:: Task details ::
The string "fallback" appears in some lines of the entries that follow; copy each such line.

========================================================================

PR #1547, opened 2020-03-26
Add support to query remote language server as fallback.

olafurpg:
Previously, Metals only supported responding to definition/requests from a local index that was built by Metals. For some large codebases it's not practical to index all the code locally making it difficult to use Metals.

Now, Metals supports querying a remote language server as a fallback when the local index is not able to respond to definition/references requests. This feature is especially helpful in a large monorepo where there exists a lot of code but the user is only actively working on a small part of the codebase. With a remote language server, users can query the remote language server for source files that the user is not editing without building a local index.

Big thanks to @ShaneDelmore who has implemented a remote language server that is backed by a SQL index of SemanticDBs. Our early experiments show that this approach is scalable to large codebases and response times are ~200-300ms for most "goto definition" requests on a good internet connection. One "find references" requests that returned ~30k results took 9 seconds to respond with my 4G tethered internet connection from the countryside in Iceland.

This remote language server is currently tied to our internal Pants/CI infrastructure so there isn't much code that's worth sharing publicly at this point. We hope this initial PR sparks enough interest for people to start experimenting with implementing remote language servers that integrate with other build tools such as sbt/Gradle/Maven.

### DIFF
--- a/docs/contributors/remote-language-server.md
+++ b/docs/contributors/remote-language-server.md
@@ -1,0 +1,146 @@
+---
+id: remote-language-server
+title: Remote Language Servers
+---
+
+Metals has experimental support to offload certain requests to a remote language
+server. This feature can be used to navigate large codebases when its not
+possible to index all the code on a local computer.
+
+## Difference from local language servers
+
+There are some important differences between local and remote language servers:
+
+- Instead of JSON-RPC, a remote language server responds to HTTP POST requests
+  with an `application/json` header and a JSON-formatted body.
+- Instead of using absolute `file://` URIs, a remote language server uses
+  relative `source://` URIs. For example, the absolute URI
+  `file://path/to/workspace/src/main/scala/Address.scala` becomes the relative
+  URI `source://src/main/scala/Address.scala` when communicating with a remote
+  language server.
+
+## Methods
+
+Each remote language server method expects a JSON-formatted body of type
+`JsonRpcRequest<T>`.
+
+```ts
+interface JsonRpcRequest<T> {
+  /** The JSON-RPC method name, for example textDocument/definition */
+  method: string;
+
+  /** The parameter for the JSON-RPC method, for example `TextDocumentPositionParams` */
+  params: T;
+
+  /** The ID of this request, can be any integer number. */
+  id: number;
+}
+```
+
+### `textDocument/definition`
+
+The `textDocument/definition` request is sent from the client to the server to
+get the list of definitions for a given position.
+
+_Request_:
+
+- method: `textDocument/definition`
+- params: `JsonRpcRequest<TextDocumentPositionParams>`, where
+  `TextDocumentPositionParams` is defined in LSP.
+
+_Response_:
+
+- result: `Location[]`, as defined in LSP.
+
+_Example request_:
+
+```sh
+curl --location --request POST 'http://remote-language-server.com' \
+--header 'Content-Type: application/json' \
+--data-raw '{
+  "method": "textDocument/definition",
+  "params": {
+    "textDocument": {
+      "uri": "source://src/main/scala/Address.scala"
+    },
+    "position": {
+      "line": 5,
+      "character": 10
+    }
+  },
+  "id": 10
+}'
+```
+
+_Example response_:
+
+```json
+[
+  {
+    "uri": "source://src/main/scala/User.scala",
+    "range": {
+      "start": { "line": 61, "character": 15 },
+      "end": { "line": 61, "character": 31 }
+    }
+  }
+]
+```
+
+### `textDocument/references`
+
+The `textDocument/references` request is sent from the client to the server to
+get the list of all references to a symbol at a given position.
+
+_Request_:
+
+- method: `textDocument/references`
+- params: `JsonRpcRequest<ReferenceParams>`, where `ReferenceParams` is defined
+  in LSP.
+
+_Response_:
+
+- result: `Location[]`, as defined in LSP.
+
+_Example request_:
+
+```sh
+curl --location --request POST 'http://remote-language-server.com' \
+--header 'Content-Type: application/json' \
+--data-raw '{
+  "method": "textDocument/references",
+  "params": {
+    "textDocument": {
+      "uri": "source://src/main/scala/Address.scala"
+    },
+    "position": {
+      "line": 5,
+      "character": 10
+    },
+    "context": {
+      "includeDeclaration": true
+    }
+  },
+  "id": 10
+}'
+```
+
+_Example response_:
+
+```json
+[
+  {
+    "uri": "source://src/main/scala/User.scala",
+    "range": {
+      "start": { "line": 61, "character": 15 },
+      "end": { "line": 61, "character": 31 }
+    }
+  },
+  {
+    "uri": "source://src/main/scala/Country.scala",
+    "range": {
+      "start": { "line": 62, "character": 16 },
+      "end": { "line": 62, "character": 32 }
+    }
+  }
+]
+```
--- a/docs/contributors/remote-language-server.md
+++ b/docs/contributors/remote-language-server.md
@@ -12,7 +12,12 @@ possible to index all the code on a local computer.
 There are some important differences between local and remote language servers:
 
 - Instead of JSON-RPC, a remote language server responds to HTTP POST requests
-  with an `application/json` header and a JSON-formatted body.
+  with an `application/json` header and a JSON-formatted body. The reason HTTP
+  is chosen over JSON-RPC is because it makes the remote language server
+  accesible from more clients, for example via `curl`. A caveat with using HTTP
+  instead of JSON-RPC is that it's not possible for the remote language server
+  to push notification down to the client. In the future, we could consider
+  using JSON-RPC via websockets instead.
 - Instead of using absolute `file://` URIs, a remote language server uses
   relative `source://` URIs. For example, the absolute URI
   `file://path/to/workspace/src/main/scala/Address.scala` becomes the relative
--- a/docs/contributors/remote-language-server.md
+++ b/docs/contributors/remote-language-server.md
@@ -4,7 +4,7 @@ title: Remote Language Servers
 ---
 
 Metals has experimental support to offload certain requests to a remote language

========================================================================

:: Finished exercise ::
Add support to query remote language server as fallback.
Now, Metals supports querying a remote language server as a fallback when the local index is not able to respond to definition/references requests. This feature is especially helpful in a large monorepo where there exists a lot of code but the user is only actively working on a small part of the codebase. With a remote language server, users can query the remote language server for source files that the user is not editing without building a local index.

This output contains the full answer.